■ **Required action**:
Reproduce each line of the material precisely.
START Material for the task
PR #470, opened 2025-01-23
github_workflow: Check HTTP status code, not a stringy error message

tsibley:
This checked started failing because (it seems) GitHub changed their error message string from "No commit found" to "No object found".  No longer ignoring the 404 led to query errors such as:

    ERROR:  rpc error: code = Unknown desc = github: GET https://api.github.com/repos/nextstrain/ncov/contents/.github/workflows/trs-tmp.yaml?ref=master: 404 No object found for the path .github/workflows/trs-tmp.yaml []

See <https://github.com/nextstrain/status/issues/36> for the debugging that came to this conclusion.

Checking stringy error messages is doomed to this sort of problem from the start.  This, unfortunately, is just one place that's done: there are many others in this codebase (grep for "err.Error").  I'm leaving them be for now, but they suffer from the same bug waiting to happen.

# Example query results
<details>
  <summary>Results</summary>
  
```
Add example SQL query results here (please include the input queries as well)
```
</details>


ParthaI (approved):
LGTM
END Material for the task
■ **Your solution**:
PR #470, opened 2025-01-23
github_workflow: Check HTTP status code, not a stringy error message

tsibley:
This checked started failing because (it seems) GitHub changed their error message string from "No commit found" to "No object found".  No longer ignoring the 404 led to query errors such as:

    ERROR:  rpc error: code = Unknown desc = github: GET https://api.github.com/repos/nextstrain/ncov/contents/.github/workflows/trs-tmp.yaml?ref=master: 404 No object found for the path .github/workflows/trs-tmp.yaml []

See <https://github.com/nextstrain/status/issues/36> for the debugging that came to this conclusion.

Checking stringy error messages is doomed to this sort of problem from the start.  This, unfortunately, is just one place that's done: there are many others in this codebase (grep for "err.Error").  I'm leaving them be for now, but they suffer from the same bug waiting to happen.

# Example query results
<details>
  <summary>Results</summary>
  
```
Add example SQL query results here (please include the input queries as well)
```
</details>


ParthaI (approved):
LGTM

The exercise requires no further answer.